Department of Rehabilitation Medicine, The Affiliated Hospital of Southwest Medical University, No. 25 Taiping Street, Luzhou, 646000, Sichuan, China.
Department of Rehabilitation Medicine, Southwest Medical University, Luzhou, Sichuan, China.
Neurol Sci. 2024 Aug;45(8):3887-3899. doi: 10.1007/s10072-024-07455-2. Epub 2024 Mar 21.

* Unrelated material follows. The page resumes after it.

PR #203, opened 2024-04-20
Add an option to specify the core_id when initializing I2C driver

sodank808:
In situations where all non-reserved core 0 interrupt slots are taken, it is helpful to be able to move the I2C interrupts to another core if available.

BACKGROUND: Most stroke patients suffer from an imbalance in blood supply, which causes severe brain damage leading to functional deficits in motor, sensory, swallowing, cognitive, emotional, and speech functions. Repetitive transcranial magnetic stimulation (rTMS) is thought to restore functions impaired during the stroke process and improve the quality of life of stroke patients. However, the efficacy of rTMS in treating post-stroke function impairment varies significantly. Therefore, we conducted a meta-analysis of the number of patients with effective rTMS in treating post-stroke dysfunction. METHODS: The PubMed, Embase, and Cochrane Library databases were searched. Screening and full-text review were performed by three investigators. Single-group rate meta-analysis was performed on the extracted data using a random variable model. Then subgroup analyses were performed at the levels of stroke acuity (acute, chronic, or subacute); post-stroke symptoms (including upper and lower limb motor function, dysphagia, depression, aphasia); rTMS stimulation site (affected side, unaffected side); and whether or not it was a combination therapy. RESULTS: We obtained 8955 search records, and finally 33 studies (2682 patients) were included in the meta-analysis. The overall analysis found that effective strength (ES) of rTMS was 0.53. In addition, we found that the ES of rTMS from acute/subacute/chronic post-stroke was 0.69, 0.45, and 0.52. We also found that the ES of rTMS using high-frequency stimulation was 0.56, while the ES of rTMS using low-frequency stimulation was 0.53. From post-stroke symptoms, we found that the ES of rTMS in sensory aspects, upper limb functional aspects, swallowing function, and aphasia was 0.50, 0.52, 0.51, and 0.54. And from the site of rTMS stimulation, we found that the ES of rTMS applied to the affected side was 0.51, while the ES applied to the unaffected side was 0.54. What's more, we found that the ES of rTMS applied alone was 0.53, while the ES of rTMS applied in conjunction with other therapeutic modalities was 0.53. CONCLUSIONS: By comparing the results of the data, we recommend rTMS as a treatment option for rehabilitation of functional impairment in patients after stroke. We also recommend that rehabilitation physicians or clinicians use combination therapy as one of the options for patients.
背景:大多数中风患者都存在供血不平衡的情况,这会导致严重的脑损伤,从而导致运动、感觉、吞咽、认知、情感和言语功能障碍。重复经颅磁刺激(rTMS)被认为可以恢复中风过程中受损的功能,并提高中风患者的生活质量。然而,rTMS 治疗中风后功能障碍的疗效差异很大。因此,我们对 rTMS 治疗中风后功能障碍的有效患者数量进行了荟萃分析。
方法:检索 PubMed、Embase 和 Cochrane Library 数据库。由三位研究者进行筛选和全文审查。使用随机变量模型对提取的数据进行单组率荟萃分析。然后进行亚组分析,亚组分析水平为中风发病急缓(急性、慢性或亚急性);中风后症状(包括上下肢运动功能、吞咽困难、抑郁、失语症);rTMS 刺激部位(患侧、健侧);是否为联合治疗。
结果:我们共获得了 8955 条检索记录,最终有 33 项研究(2682 名患者)纳入荟萃分析。总体分析发现 rTMS 的有效强度(ES)为 0.53。此外,我们发现急性/亚急性/慢性中风后 rTMS 的 ES 分别为 0.69、0.45 和 0.52。我们还发现高频刺激 rTMS 的 ES 为 0.56,低频刺激 rTMS 的 ES 为 0.53。从中风后症状来看,rTMS 在感觉方面、上肢功能方面、吞咽功能和失语症方面的 ES 分别为 0.50、0.52、0.51 和 0.54。而从 rTMS 刺激部位来看,rTMS 应用于患侧的 ES 为 0.51,应用于健侧的 ES 为 0.54。更重要的是,我们发现 rTMS 单独应用的 ES 为 0.53,而 rTMS 与其他治疗方式联合应用的 ES 为 0.53。
结论:通过比较数据结果,我们建议将 rTMS 作为中风后功能障碍康复的治疗选择。我们还建议康复医师或临床医生将联合治疗作为患者的选择之一。